- **Exercise objective**: Within the records, which lines hold the string "https"? Report each one by copying it.

- **Provided material**:
======

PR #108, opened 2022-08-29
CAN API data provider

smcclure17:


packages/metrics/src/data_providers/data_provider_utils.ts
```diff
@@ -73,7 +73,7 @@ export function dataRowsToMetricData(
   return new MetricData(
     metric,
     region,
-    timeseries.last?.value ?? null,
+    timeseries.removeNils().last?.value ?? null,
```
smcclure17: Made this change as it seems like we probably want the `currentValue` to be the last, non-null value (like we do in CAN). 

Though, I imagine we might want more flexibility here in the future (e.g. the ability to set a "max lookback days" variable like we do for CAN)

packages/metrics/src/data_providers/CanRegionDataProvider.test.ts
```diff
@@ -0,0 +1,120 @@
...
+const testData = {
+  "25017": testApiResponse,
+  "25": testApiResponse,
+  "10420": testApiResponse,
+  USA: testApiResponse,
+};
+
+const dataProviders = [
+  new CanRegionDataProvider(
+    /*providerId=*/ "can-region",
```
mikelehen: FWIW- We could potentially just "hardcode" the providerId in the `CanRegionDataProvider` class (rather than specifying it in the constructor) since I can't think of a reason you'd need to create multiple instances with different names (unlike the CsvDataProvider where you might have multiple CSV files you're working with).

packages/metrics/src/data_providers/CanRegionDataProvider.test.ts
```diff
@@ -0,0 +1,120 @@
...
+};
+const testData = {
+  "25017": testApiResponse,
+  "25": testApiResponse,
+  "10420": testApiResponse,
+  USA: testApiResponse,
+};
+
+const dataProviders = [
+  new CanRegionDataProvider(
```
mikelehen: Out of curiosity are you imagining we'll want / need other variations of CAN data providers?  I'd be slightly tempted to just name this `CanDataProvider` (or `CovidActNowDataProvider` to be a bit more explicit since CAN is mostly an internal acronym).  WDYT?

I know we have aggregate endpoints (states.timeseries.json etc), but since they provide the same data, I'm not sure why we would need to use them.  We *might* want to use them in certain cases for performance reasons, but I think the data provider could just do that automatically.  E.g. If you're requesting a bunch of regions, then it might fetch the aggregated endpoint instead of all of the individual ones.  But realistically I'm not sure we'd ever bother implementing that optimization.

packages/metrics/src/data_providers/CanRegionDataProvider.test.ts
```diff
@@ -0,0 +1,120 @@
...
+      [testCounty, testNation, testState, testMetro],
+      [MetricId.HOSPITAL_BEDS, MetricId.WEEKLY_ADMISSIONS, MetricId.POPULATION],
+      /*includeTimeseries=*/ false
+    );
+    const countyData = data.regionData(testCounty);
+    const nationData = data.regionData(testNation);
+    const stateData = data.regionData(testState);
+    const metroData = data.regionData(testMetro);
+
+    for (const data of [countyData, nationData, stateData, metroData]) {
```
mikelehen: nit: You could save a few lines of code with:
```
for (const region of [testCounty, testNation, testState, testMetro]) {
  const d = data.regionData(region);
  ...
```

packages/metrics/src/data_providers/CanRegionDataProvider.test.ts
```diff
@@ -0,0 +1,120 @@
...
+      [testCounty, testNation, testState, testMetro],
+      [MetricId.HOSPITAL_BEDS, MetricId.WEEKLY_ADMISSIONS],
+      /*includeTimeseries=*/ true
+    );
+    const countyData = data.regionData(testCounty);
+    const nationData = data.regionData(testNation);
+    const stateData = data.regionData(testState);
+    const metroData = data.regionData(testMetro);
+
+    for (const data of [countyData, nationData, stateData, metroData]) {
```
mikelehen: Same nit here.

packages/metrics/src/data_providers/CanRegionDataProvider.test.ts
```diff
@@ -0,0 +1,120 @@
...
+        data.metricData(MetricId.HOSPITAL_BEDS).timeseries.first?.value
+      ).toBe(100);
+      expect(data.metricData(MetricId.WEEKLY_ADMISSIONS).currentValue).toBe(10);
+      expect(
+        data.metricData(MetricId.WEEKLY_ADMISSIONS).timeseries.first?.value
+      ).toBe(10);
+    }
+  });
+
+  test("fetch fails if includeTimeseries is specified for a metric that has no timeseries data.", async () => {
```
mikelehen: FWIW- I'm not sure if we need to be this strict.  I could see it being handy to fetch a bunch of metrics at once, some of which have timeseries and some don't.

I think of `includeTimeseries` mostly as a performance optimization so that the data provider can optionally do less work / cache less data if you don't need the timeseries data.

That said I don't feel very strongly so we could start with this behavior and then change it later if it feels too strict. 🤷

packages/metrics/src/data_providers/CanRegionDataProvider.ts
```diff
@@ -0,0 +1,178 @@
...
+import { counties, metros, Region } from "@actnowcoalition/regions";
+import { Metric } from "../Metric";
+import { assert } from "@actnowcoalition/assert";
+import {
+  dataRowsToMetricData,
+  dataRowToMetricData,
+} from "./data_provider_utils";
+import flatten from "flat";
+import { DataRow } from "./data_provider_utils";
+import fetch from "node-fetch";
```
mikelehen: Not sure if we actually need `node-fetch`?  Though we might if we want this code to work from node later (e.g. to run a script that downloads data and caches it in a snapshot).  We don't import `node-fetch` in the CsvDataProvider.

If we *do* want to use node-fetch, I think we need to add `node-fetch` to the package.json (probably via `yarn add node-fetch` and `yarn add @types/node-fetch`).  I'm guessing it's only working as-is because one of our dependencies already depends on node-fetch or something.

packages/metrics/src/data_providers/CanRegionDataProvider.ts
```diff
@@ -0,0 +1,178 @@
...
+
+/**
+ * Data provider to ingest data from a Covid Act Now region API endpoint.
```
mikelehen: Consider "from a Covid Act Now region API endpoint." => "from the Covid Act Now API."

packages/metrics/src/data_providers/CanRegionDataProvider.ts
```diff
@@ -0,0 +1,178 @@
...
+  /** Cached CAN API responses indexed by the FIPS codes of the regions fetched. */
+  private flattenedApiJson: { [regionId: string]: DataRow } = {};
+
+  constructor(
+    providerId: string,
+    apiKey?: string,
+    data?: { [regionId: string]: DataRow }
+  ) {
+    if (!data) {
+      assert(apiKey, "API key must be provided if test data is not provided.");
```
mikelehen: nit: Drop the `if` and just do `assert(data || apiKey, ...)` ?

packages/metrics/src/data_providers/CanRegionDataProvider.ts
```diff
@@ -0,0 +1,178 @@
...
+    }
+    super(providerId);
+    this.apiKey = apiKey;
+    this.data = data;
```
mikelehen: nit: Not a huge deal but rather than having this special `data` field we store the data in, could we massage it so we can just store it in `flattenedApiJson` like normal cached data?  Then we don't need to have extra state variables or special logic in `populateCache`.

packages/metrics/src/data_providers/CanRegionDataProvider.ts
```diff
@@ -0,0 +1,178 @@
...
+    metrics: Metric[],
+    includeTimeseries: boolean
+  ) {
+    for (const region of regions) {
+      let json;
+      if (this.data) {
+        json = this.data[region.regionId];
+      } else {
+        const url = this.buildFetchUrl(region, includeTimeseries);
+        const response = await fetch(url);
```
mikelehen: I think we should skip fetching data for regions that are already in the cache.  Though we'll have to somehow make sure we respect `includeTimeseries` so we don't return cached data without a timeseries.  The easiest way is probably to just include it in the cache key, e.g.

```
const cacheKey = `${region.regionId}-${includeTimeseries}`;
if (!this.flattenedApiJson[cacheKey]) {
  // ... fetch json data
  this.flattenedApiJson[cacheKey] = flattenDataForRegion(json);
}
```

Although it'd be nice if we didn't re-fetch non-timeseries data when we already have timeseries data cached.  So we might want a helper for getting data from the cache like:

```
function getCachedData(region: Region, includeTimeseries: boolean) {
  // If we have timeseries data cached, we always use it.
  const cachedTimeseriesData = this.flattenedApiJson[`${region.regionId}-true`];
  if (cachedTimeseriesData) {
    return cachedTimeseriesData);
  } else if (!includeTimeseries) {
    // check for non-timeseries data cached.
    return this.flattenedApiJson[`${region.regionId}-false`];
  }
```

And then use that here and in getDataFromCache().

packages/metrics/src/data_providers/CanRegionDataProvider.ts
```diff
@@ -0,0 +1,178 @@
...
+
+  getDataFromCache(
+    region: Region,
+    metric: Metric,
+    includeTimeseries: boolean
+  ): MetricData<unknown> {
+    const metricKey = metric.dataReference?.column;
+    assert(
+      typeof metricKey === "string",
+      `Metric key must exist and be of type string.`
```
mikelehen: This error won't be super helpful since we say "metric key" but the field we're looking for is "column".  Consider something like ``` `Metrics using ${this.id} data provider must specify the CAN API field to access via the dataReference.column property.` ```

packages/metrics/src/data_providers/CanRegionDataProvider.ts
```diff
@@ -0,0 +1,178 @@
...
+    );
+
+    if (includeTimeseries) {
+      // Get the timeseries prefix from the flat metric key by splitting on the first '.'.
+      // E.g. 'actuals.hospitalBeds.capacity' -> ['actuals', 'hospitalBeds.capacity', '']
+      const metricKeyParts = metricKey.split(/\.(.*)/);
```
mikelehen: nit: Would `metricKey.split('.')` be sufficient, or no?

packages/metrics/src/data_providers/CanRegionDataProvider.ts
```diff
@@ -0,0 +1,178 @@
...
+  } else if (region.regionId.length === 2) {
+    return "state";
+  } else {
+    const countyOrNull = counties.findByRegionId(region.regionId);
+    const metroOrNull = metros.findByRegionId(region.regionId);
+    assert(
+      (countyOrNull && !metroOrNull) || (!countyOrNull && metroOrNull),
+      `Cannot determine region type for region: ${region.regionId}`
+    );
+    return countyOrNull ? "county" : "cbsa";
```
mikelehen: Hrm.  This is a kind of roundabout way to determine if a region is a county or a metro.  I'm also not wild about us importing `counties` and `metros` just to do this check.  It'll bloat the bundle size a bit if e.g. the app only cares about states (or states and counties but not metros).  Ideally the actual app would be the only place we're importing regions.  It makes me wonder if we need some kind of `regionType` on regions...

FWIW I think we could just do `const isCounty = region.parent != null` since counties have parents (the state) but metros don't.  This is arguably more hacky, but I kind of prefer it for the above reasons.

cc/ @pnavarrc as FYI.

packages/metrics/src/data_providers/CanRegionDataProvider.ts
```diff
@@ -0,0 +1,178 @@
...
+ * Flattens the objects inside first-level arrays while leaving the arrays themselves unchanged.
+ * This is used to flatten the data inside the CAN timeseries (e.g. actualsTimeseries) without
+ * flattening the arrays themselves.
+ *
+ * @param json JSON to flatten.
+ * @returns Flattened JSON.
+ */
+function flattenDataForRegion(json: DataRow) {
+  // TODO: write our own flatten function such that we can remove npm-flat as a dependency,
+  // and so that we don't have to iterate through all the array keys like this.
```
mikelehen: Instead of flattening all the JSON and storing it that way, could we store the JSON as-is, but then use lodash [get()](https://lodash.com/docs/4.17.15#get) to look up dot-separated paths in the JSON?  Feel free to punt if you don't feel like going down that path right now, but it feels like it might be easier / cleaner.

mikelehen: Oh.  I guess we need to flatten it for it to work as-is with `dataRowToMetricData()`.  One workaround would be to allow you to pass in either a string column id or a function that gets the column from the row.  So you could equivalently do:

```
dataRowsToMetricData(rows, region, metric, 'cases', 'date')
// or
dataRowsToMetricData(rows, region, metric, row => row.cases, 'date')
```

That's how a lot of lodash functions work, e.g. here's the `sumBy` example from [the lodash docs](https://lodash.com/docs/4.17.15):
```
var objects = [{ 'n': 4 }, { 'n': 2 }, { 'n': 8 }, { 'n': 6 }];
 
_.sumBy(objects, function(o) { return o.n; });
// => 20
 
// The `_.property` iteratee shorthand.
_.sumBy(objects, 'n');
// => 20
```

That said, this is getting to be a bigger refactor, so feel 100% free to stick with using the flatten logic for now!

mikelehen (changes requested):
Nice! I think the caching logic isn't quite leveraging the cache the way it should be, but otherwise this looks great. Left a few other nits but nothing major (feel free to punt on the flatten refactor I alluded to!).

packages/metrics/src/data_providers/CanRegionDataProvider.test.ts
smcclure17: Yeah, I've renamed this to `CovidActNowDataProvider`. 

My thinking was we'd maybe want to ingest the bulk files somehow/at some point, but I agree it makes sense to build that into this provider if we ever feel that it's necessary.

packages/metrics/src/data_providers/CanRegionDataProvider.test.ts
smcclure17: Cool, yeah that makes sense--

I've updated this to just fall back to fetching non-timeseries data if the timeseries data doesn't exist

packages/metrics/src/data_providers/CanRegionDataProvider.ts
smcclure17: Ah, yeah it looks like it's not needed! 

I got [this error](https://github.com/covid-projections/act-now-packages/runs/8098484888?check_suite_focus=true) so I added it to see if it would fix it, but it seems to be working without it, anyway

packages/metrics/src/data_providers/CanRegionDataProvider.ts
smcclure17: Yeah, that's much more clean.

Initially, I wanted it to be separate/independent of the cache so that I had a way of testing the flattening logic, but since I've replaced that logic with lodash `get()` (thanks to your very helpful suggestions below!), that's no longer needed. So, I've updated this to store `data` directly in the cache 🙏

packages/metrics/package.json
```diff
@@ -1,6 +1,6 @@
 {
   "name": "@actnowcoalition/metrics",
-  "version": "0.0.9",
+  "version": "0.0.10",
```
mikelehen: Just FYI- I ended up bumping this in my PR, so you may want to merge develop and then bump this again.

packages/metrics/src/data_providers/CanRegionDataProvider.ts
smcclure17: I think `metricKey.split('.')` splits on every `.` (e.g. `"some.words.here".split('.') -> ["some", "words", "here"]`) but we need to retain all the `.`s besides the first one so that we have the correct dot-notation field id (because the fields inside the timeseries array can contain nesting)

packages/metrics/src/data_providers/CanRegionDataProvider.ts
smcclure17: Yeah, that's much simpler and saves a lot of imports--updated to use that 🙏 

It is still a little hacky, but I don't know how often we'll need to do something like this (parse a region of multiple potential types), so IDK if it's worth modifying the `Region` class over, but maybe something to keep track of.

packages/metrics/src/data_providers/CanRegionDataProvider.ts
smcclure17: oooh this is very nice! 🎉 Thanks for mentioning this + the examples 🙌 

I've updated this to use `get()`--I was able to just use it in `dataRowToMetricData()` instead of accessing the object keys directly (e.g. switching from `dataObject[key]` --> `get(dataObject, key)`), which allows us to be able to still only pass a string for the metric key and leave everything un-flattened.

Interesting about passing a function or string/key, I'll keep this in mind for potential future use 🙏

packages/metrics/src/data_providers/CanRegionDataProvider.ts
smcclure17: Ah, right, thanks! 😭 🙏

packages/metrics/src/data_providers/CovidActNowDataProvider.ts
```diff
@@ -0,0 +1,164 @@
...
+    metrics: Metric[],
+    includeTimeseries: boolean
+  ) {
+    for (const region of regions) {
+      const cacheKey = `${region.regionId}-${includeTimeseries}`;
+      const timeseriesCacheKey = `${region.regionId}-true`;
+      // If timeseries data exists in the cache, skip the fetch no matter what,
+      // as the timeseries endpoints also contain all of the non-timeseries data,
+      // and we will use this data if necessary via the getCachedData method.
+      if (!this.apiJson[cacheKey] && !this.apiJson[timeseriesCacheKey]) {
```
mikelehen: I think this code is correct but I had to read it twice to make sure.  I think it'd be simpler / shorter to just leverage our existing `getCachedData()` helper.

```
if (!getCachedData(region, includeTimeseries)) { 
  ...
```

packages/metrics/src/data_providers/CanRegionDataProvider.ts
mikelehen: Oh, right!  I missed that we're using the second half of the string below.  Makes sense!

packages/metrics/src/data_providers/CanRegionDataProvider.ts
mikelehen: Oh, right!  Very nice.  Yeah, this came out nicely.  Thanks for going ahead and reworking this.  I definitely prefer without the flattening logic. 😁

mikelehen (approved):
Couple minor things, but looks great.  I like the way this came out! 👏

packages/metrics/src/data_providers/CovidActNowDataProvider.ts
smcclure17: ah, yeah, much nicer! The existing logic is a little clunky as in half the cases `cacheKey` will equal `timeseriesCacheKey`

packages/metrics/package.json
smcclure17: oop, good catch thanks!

======

- **Task result**:
mikelehen: Instead of flattening all the JSON and storing it that way, could we store the JSON as-is, but then use lodash [get()](https://lodash.com/docs/4.17.15#get) to look up dot-separated paths in the JSON?  Feel free to punt if you don't feel like going down that path right now, but it feels like it might be easier / cleaner.
That's how a lot of lodash functions work, e.g. here's the `sumBy` example from [the lodash docs](https://lodash.com/docs/4.17.15):
I got [this error](https://github.com/covid-projections/act-now-packages/runs/8098484888?check_suite_focus=true) so I added it to see if it would fix it, but it seems to be working without it, anyway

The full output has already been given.